● Data excerpts
○ ○ ○ ○

PR #563, opened 2020-10-16
Ij/access snv operator

ionox0:
SNV operator for ACCESS V1 `snps_and_indels.cwl` workflow

Todo:
- [x] Django / python unittest wrapper for fixtures import / operator test
- [x] Create new FileGroup for access curated Bams
- [x] Remove hard-coded paths to reference bams (import them into Beagle using API and query for them in the operator)
- [x] how to filter FileRepo for Bam files only?
- [x] use the most recently-sequenced matched normal
- [x] access_curated_bams FileGroup should be queried by slug instead of ID (so it works across environments)
- [x] Look for past tumor samples that have not been run through SNV pipeline due to missing normal and run them when it becomes available
- [x] Include a run tag with sample IDs so that we can filter for samples that haven't been run when this operator runs (solves this issue ^)
- [x] is it ok to have new field for `snv_pipeline_id` in the FileMetadata for the curated normals (or should the `-CURATED` suffix be added dynamically in the operator?)
- [x] clean up fixtures if needed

○ ○ ○ ○

● Directions for this task
Looking at the material above, say how many of its lines hold the word "should", giving only the number.

● Answer space
2